My experience with Catalina is that they are no better built and no better sailors than the other two. They have their strengths and they have their weaknesses. The thing about Catalina (at least in the US) they are seen as being the most normal. They are not great boats, but they have no big faults either. Catalina uses a lot of well know hardware and details. They tend not to walk down the path less traveled which depending on your perspective is both a real strength and a real disadvantage. They definitely care about how they are perceived. I raised some issues with Catalinas on another BB and Frank Butler, the founder and president of Catalina, called me personally and explained to me why I was wrong in my opinion. (I have actually met both Frank Butler and Warren Luhrs from Hunter and both are people who are trying to do the right thing. They each have a vision of what that right thing is and (and even if their detractors question their definition of what is the right way to go with their boast) they seem to pursue their goals with a lot of personal integrity.) Catalinas are generally roomy and generally sail reasonably well. They don''t have the kind of quirky details that can drive you crazy with the other two companies. 

The negatives on the Catalinas are somewhat subjective, but in terms of fit and finish, Catalinas seem to be the worst of the three. (The flip side is that they have finishes that the average guy can maintain.) Their boats have a dated look to my eye but to many people that can be seen as a traditional charm. 

Then there is the cored hull issue. The other two manufacturers use some coring in their hulls. This is important to me and I would not by a boat for coastal cruising that did not have a cored hull. Cored hulls are considerably lighter and stiffer. This means less heeling and less flexing which can fatigue the glass over time. (Obviously this is not a universally held belief and I am sure that there are people out there who would not buy a cored hull on a dare.) Cored hulls are actually more expensive to produce if they are produced with care. In any event, per conversations at the Annapolis Boat Show, Catalina is in the process of switching over to cored hulls with a couple models that have already switched over and newer cored models in the works. To me building a boat intended for coastal use without a cored hull is just plain backwards BUT I emphasize that this is only my opinion and its not hard to make the case for either side of this argument. 

In any event it all comes down to how you will use you boat. If all you are doing is coastal work then any of the three should work. I have spent a lot of time on examples of all three manufacturers and none of the three are compellingly superior to the other two. It''s a matter of what you wish to accomplish and which one moves you most. 

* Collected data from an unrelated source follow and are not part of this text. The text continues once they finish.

PR #547, opened 2023-05-30
ESSI-1819 Disable FFIdent

dlpierce:
Prevents some JP2000 files being identified as MS Word files


randalldfloyd (approved):
Looks right on inspection; didn't pull down to desk check.

PR #589, opened 2023-12-01
replace #contains_exactly with #contains check to kludge around spec Collection persistence

aploshay:
Another attempt to avoid that flaky test failure


dlpierce (approved):
This should prevent the flakiness. I imagine adding :clean to the spec metadata also would.

PR #594, opened 2023-12-15
resolve bundler/byebug conflict

aploshay:
Dockerhub build is failing with byebug complaint on `bundle install` running bundler 2.1.4
`gem install bundler` is trying to update to bundler 2.5, which requires a newer version of ruby
This forces an update specifically to bundler 2.4.12, which will successfully run `bundle install`


Dockerfile
```diff
@@ -47,7 +47,9 @@ COPY --chown=essi:essi Gemfile Gemfile.lock ./
 # DEV ONLY - REMOVE LATER
 # COPY --chown=essi:essi vendor/engines/bulkrax /app/vendor/engines/bulkrax
 # COPY --chown=essi:essi vendor/engines/allinson_flex /app/vendor/engines/allinson_flex
-RUN gem update bundler
+# hold back from bundler 2.5 onwards until ruby is updated
+# RUN gem update bundler
+RUN gem install bundler -v 2.4.12
```
dlpierce, line 52:
```suggestion
RUN gem install bundler -v 2.4.22
```

Dockerfile
```diff
@@ -71,7 +73,9 @@ RUN bundle config --global frozen 1
 COPY --chown=essi:essi Gemfile Gemfile.lock ./
 # DEV ONLY - REMOVE LATER
 # COPY vendor/engines/allinson_flex vendor/engines/allinson_flex
-RUN gem update bundler && \
+# hold back from bundler 2.5 onwards until ruby is updated
+# RUN gem update bundler && \
+RUN gem install bundler -v 2.4.12 && \
```
dlpierce, line 78:
```suggestion
RUN gem install bundler -v 2.4.22 && \
```

dlpierce (changes requested):
Shouldn't we use the latest 2.4 release?

aploshay:
> Shouldn't we use the latest 2.4 release?

We should!

dlpierce (approved):

aploshay:
@dlpierce looks like we can use Gemfile syntax to specify `"~> 2.4.22" instead of hardlocking to 2.4.22, sound good as a modification?

dlpierce:
Sounds good, and based on the history it seems likely there will be patch releases.

PR #597, opened 2024-01-12
[ESSI-875] bulkrax 5 upgrade

aploshay:
Upgrades from bulkrax 1.0.2 to 5.5.1.

Work and FileSet ingest is working in my local environment, with some outstanding issues.

Known Issues:
* ** ~FileSet <-> Work association**:  The various import jobs aren't being sequenced to run in the necessary order (at least, in my local environment), so I'm finding I have to run the importer once to get the works created (with all the FileSets failing), then re-run it to create all the FileSets.  See~ ~[bulkrax issue #955]~(https://github.com/samvera/bulkrax/issues/955)~
* ** ~Collection creation/association**: I haven't had success ingesting to create a new Collection, or to associate to an existing one -- but I only tried this lightly, and it might be issues of configuration and/or CSV content.~
* **METS XML import**:  dropped, as it is based on XML import, which isn't supported in newer version of bulkrax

Catalina like Hunter uses glued hull to deck joints. As Mr. Butler pointed out to me, Catalina uses a space age adhessive caulk developed for the aerospace industry and it is very tenacious stuff. The bolts are only there for alignment during construction. I think that this is a reasonable hull to deck joint but it is not may favorite. 

In conclusion, it all comes down to how you will use you boat. If all you are doing is coastal work then any of the three should work. I have spent a lot of time on examples of all three manufacturers and none of the three are compellingly superior to the other two. It''''s a matter of what you wish to accomplish and which one moves you most. 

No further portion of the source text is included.